Palaces of Jaipur

Today I had a wonderful auto-rickshaw tour of Jaipur concentrating on some of those things that I missed last time around. Well, at least thought that I’d missed because I realised when I reached the fabelled Hawa Mahal (Palace of the Winds), just before opening so as to avoid the crowds, that I had actually been taken there on my first visit to India by the less than enthusiastic fifteen year old son of my host. Just how we failed to see the lovely decorative niches from which high born 18th century ladies used to watch the processions passing along the street below or to walk around the corner to see the magnificent facade is something of a puzzle but at least I have been able to return.

Huge annual variations in temperature and humidity take an intense toll on historic buildings across India and so I wasn’t particularly surprised to find a restoration project underway although when I walked around the corner this time and discovered the second most photographed sight in India covered in scaffolding I had to suppress a little chuckle. Some things are just not meant to be. The poet-king Sawai Pratap Singh may have felt that he was being extraordinarily beneficent when he constructed this airy palace for the ladies of the court but as I peeped out through one of the myriad little shutters I couldn’t help imagining the tedium of their lives.

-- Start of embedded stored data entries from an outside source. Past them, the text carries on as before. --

PR #1412, opened 2025-08-07
feat: add ping animation to a log indicator

kacperkapusciak:
This PR makes the log indicator indicate whenever there's a new log with a delicate ping animation. Related to https://github.com/software-mansion/radon-ide/pull/1406 

light theme

https://github.com/user-attachments/assets/1085ed95-21bb-43d7-a657-482dd601f835

dark theme

https://github.com/user-attachments/assets/8ae618ab-0233-4282-9f6d-ae1d01e50fdf

high-contrast

https://github.com/user-attachments/assets/49c0eac6-43f7-4abf-8b65-a33e5ab6827c

### DIFF
--- a/packages/vscode-extension/src/webview/components/shared/IconButton.tsx
+++ b/packages/vscode-extension/src/webview/components/shared/IconButton.tsx
@@ -3,6 +3,8 @@ import classnames from "classnames";
 import "./IconButton.css";
 import Tooltip from "./Tooltip";
 
+const PING_DURATION = 300; // ms
+
 export interface IconButtonProps {
   onClick?: React.MouseEventHandler<HTMLButtonElement>;
   children: React.ReactNode;
@@ -38,12 +40,20 @@ const IconButton = React.forwardRef<HTMLButtonElement, IconButtonProps>((props, 
     ...rest
   } = props;
   const [displayCounter, setDisplayCounter] = useState(counter);
+  const [shouldPing, setShouldPing] = useState(false);
 
   useEffect(() => {
     if (counter !== 0) {
       setDisplayCounter(counter);
     }
-  }, [counter]);
+    if (counterMode === "compact" && counter !== 0) {
+      setShouldPing(true);
+      const timer = setTimeout(() => {
+        setShouldPing(false);
+      }, PING_DURATION);
+      return () => clearTimeout(timer);
+    }
+  }, [counter, counterMode]);
 
   const showCounter = Boolean(counter);
   const button = (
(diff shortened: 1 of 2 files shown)


jwajgelt:
What happens if you spam the logs every, say, 10ms?

packages/vscode-extension/src/webview/components/shared/IconButton.tsx
```diff
@@ -38,12 +40,20 @@ const IconButton = React.forwardRef<HTMLButtonElement, IconButtonProps>((props,
...
       setDisplayCounter(counter);
     }
-  }, [counter]);
+    if (counterMode === "compact" && counter !== 0) {
+      setShouldPing(true);
+      const timer = setTimeout(() => {
+        setShouldPing(false);
+      }, PING_DURATION);
+      return () => clearTimeout(timer);
+    }
```
jwajgelt: Doesn't that meant that, if we set the `counter` prop to `0`, we'll cancel the timeout and get stuck in the `shouldPing` state?

packages/vscode-extension/src/webview/components/shared/IconButton.tsx
```diff
@@ -38,12 +40,20 @@ const IconButton = React.forwardRef<HTMLButtonElement, IconButtonProps>((props,
     ...rest
   } = props;
   const [displayCounter, setDisplayCounter] = useState(counter);
```
kmagiera: why is this a state? `const displayCounter = counter !== 0`

packages/vscode-extension/src/webview/components/shared/IconButton.tsx
kmagiera: not stuck, when count goes to 1 it will go back to normal. Coincidentally this is actually fine, because when count goes from 0 to 1 the dot will show again, but it just wouldn't bounce.

I agree it would be cleaner to handle this properly, so we should be setting ping=true when counter != 0 and set it to `false` otherwise.

kacperkapusciak: fixed

packages/vscode-extension/src/webview/components/shared/IconButton.tsx
kacperkapusciak: seems to be useless

kacperkapusciak:
@jwajgelt when one spams with console logs every 20ms the indicator doesn't freak out, so that's a good thing 

https://github.com/user-attachments/assets/7836a4ae-c89f-4392-aa38-bb8252ed03d9

kmagiera:
it wouldn've been nicer if we get some more bouncing in that case though. The current code would just cancel the timer and start new one indefinitely extending the time where the bouncing is stopped. Instead, we could skip cancelling the timeout when getting new counter while bouncing is going on and just let it reset in the originally scheduled time

Issue #1400, opened 2025-08-05
Android disconnects after backgrounded


jwajgelt:
**Description**
Android application disconnects from HMR and DevTools after being backgrounded for a couple seconds and doesn't reconnect after moving to the foreground.
Same thing happens with RN running on an emulator, connected to a standalone Metro server and React Native Devtools

**Environment**

- Version of currently used Radon IDE: 1.9.1
- Version of React Native/Expo used in the project: React Native 0.81

jwajgelt:
This should now work after #1550 when using the CDP devtools implementation.

PR #1413, opened 2025-08-07
feat: show alert when DevTools disconnect with information that tools may not work

jwajgelt:
When the Android application is moved to the background, the Websockets it opened all close. This causes the React DevTools connection to close, breaking Radon's Inspector Bridge which is needed for many tools to work.
This PR shows an alert when that happens to inform the user that features may not work correctly and prompt them to restart the app.
Related #1400

image

### How Has This Been Tested: 
- open an app in Android and go to the launcher / switch application -- the alert should appear after a few seconds
- close the app fully on Android/iOS -- the alert should appear after the app is killed
- open the app again, through the phone's launcher -- the alert should disappear and tools should work again
- trigger any restart action while the alert is shown -- the alert should disappear

### DIFF
--- a/packages/vscode-extension/src/webview/hooks/useApplicationDisconnectedAlert.tsx
+++ b/packages/vscode-extension/src/webview/hooks/useApplicationDisconnectedAlert.tsx
@@ -7,43 +7,39 @@ const alertId = "devtools-disconnected-alert";
 
 export function useApplicationDisconnectedAlert(shouldShow: boolean) {
   const { project } = useProject();
-  const { openAlert, closeAlert, isOpen } = useAlert();
+  const { openAlert, closeAlert } = useAlert();
 
   const close = useCallback(() => {
-    if (isOpen(alertId)) {
-      closeAlert(alertId);
-    }
-  }, [closeAlert, isOpen]);
+    closeAlert(alertId);
+  }, [closeAlert]);
 
   const open = useCallback(() => {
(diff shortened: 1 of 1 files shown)


filip131311 (changes requested):
https://github.com/user-attachments/assets/d8a2357b-a339-447a-9074-64370af9591c

It's undimisable

packages/vscode-extension/src/webview/components/Preview.tsx
```diff
@@ -104,6 +106,10 @@ function Preview({
   const showDevicePreview =
     selectedDeviceSession?.previewURL && (showPreviewRequested || isRunning);
 
+  const isAppDisconnected =
+    isRunning && selectedDeviceSession.inspectorBridgeStatus === InspectorBridgeStatus.Disconnected;
+  useApplicationDisconnectedAlert(isAppDisconnected);
+
   useFatalErrorAlert(fatalErrorDescriptor);
```
filip131311, line 113: right now we don't have priority defined for fatalErrors or at least i could not find them is it possble for you new alert to hide the fatal error one?

jwajgelt: I think 0 is the default, but also no, since this will only appear when "running"

filip131311: 👍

Nearby is the Jantra Mantra (observatory), one of India’s World Heritage sites and this was my next stop. The Maharaja Jai Singh II was more interested in astronomy than poetry and had a set of larger than life-sized measuring instruments constructed for the precise reading of the heavens. Amongst their functions are the ability to measure time, predict eclipses and track the location of the stars. The great size of such structures was thought to increase their accuracy but building errors leading to subsidence meant that, before too long, hand held instruments again came to be preferred. If it had not been for the passion of Assistant State Engineer, Major Arthur Garret, who carried out extensive restorations in the 19th century, it is unlikely that this fascinating, other-worldly edifice would still exist.

Next stop was the Chandra Mahal (City Palace): home for 300 years to the royal family of Amber and Jaipur and current repository of many souvenirs of their great wealth and influence. For instead of wielding absolute power over his subjects and surviving by a complex series of deals with first the Muhguls and later the British, the current Maharaja is chiefly concerned with restoration, conservation and charitable works. I get a bit confused by all the Islamic influences in the artwork and the profusion of Singhs (nowadays associated with the Sikh religion) in the titles but the rulers of Rajasthan maintained their Hindu religion in the face of all outside pressures.

Ascetic, however, they were not and amongst the treasures on display are the gargantuan pantaloons of Maharaja Sawai Madho Singh I, said to have been seven foot tall and to have weighed nearly 500 pounds. I may have missed breakfast in order to have started this tour early enough but listening to one of the guides reciting this gentleman’s morning consumption of sweetmeats was enough to put me off food for the rest of the day. Surprisingly enough, the official guidebook refers to him as “a well-built man”. In the weaponry department it is possible to see the deadly Rajput scissor action daggers, spring loaded to open up inside the victim with predictable results; the guide book describes their fine quality Jauhar steel construction. And, of course, no such palace would be complete without rows of faded photographs of visiting British dignitaries wearing dress uniforms and pompous expressions.

Before quitting for the day I made it out to photograph the Jal Mahal (Water Palace) a few k from the city centre. It sits at the centre of a lake which was dry on my last visit and has recently been given a complete makeover although not yet open to the public. I also had an elephant encounter but tomorrow is another early start so I’m afraid the pictures will have to wait.